Le débat est ouvert sur l'opportunité de reconstruire La Nouvelle-Orléans, l'une des villes les plus chargées d'histoire des Etats-Unis, victime d'une géographie qui la rend très vulnérable aux caprices de la nature et presque entièrement submergée après le passage du cyclone Katrina.

Le président de la Chambre des représentants, le républicain Dennis Hastert, a mis les pieds dans le plat quand une gazette locale lui a demandé si cela valait la peine d'engloutir des milliards de dollars dans la reconstruction d'une ville largement sous le niveau de la mer.
«Ca n'a pas de sens», a répondu M. Hastert, «et on devra s'interroger». «On construit Los Angeles et San Francisco sur des failles sismique, et on reconstruit. C'est de l'entêtement», a-t-il ajouté.

Ces commentaires ont immédiatement provoqué l'indignation en Louisiane et M. Hastert s'est empressé de les nuancer. «Je ne demande pas que la ville soit abandonnée ou déplacée. Quand j'ai parlé de la reconstruction de la ville, cela reflétait ma sincère préoccupation quant à la sécurité des citoyens», a-t-il affirmé.
Le président américain George W. Bush a fait vendredi la promesse que «la grande ville de La Nouvelle-Orléans va renaître». «C'est ce qui va se passer», a-t-il assuré à Mobile (Alabama).
«Nous allons trouver quelqu'un qui s'y connaît en reconstruction de ville (..) j'appellerai les meilleurs experts, à commencer par les gens de la Nouvelle-Orléans, et je consulterai les locaux», a-t-il ensuite promis lors d'un arrêt à Biloxi (Mississippi).
«Déplacer la ville, clairement, reste une option», estime pourtant un ancien responsable des situations de crise, John Copenhaver, qui avait géré en 1999 les suites du cyclone Floyd dans le sud-est des Etats-Unis.
«Il faut vraiment se poser la question: à quel point faut-il reconstruire La Nouvelle-Orléans vu les conditions difficiles'», convient John Rennie, rédacteur en chef du magazine Scientific American interrogé par l'AFP.
Une grande partie de la ville, fondée en 1718 par des Français, est en effet située sous le niveau de la mer, coincée entre le Mississippi, proche de son embouchure, et le Lac Pontchartrain. Ce site en cuvette est entouré de digues, dont plusieurs ont cédé sous la pression du cyclone Katrina, provoquant des inondations qui ont submergé quelque 80% de la ville.

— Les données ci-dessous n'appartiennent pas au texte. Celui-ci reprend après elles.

PR #4048, opened 2024-12-20
fix: add browser warning message 

adamspofford-dfinity:
This adds a hidden div to frontend templates to display a message suggesting switching browsers when the page breaks, to solve the Safari problem in a different way from #4011. When documentation is written on browser breakage this message should be updated to link to it.


krpeacock:
I don't like the implication that Safari is an unsupported browser - that would spook me as a developer

adamspofford-dfinity:
@krpeacock I mean, it's not an implication, it's straightforwardly true. An unadorned 'try switching browsers' would just lead to bug reports about it.

krpeacock:
It's not nuanced enough. There is no reason that Safari shouldn't work in production, and a developer seeing this message in their starter template would believe that the Internet Computer is incompatible with Safari, which makes the platform a non-starter

krpeacock (changes requested):
Message is too blunt - I don't want to get in trouble for this

krpeacock (approved):

PR #4069, opened 2025-01-21
fix: correctly detect hyphenated bin artifact file path

adamspofford-dfinity:


ericswanson-dfinity (changes requested):
Please add a note to the changelog

ericswanson-dfinity (approved):

PR #4003, opened 2024-11-18
chore: update frontend templates

ghost:
# Description

This PR updates the frontend templates to a design provided by the design team, updates the default CSP so that hello world projects are operational on Safari locally, and updates dependencies on Sass to remove deprecation warnings.

Resolves:
- https://dfinity.atlassian.net/browse/SDK-1898 
- https://dfinity.atlassian.net/browse/SDK-1896

PR #4105, opened 2025-02-08
chore: update frontend templates

raymondk:
# Description

New design for the frontend templates used by `dfx new`

Fixes # SDK-1896

Replaces: #4003


ericswanson-dfinity (changes requested):
This PR carries over a defect from the original PR: it appears to copy/paste, possibly with modifications, the individual headers in the standard security policy into the .ic-assets.json5 files in the various project templates.

This defeats the purpose of the security policy settings, because it means that developers who use these templates will have to manually propagate future changes to the standard security policy headers into their projects' configuration files.

If the project templates do actually need different headers than those in the standard security policy, then this PR should introduce some description of what those differences are and the reasoning behind them.

Once that rationale is better understood, we can evaluate whether and how to make those changes in a way that is better from a DRY perspective.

Mais déplacer une agglomération de 1,4 million d'habitants n'est guère facile et surtout La Nouvelle-Orléans, berceau du jazz et haut-lieu du carnaval de Mardi-Gras. Elle est un élément trop riche du patrimoine américain pour être sacrifié: son quartier français est une des principales destinations touristiques du pays, et le «garden district», composé d'élégantes maisons coloniales le long du Mississippi, est un joyau de l'architecture d'avant la guerre de Sécession.

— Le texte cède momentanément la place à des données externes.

PR #4109, opened 2025-02-13
chore: Misc output changes

adamspofford-dfinity:
- Removes the 'Unhardened assets: all' line
- Reorders the URLs to clarify importance
- Prints a better error message when NPM is missing
SDK-1890, SDK-1893, SDK-1899

### DIFF
--- a/src/dfx/src/commands/deploy.rs
+++ b/src/dfx/src/commands/deploy.rs
@@ -238,13 +238,14 @@ fn display_urls(env: &dyn Environment) -> DfxResult {
         let green = Style::new().green();
         if !frontend_urls.is_empty() {
             info!(log, "  Frontend canister via browser:");
-            for (name, (url1, url2)) in frontend_urls {
-                if let Some(url2) = url2 {
+            for (name, (query_url, subdomain_url)) in frontend_urls {
+                if let Some(subdomain_url) = subdomain_url {
                     info!(log, "    {}:", name);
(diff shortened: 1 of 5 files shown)


src/dfx/src/commands/deploy.rs
```diff
@@ -238,13 +238,14 @@ fn display_urls(env: &dyn Environment) -> DfxResult {
...
             info!(log, "  Frontend canister via browser:");
-            for (name, (url1, url2)) in frontend_urls {
-                if let Some(url2) = url2 {
+            for (name, (query_url, subdomain_url)) in frontend_urls {
+                if let Some(subdomain_url) = subdomain_url {
                     info!(log, "    {}:", name);
-                    info!(log, "      - {}", green.apply_to(url1));
-                    info!(log, "      - {}", green.apply_to(url2));
+                    #[rustfmt::skip]
+                    info!(log, "      - {} (Recommended)", green.apply_to(subdomain_url));
```
ericswanson-dfinity, line 245: "recommended" doesn't work on Safari, yes?

adamspofford-dfinity: Yes, hence 'legacy'. I had trimmed that down from 'legacy/safari' because 'safari' implies that the website will actually work with safari, and it won't. Not sure if there's a good way to phrase it.

ericswanson-dfinity (dismissed):

lwshang (approved):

Ces deux quartiers semblent avoir mieux résisté que d'autres aux sinistres.
«Même (M. Hastert) s'est rendu compte de l'impossibilité politique de déplacer plutôt que reconstruire», s'amuse David Schulz, urbaniste à l'université NorthWestern.
«Mais nous ne pouvons pas remettre la ville dans l'état où elle était samedi», à la veille du cyclone, estime cet expert interrogé par l'AFP.
Au-delà de l'édification d'un système de digues plus efficace, M. Schulz propose de faire table rase des quartiers les plus détruits, dont les modestes constructions en bois sont irrécupérables.
«Cela n'a pas de sens de reconstruire maison par maison, pâté de maison par pâté de maison, comme on le fait habituellement», estime-t-il.
«En un sens, c'est une occasion passionnante de redresser cette ville si pauvre et misérable, il faut saisir la chance que lui offre le cyclone pour se refaire», estime M. Schulz, qui plaide pour un remblaiement, un plan radicalement remanié et «la chance de faire débarquer une économie du XXIe siècle» dans la ville.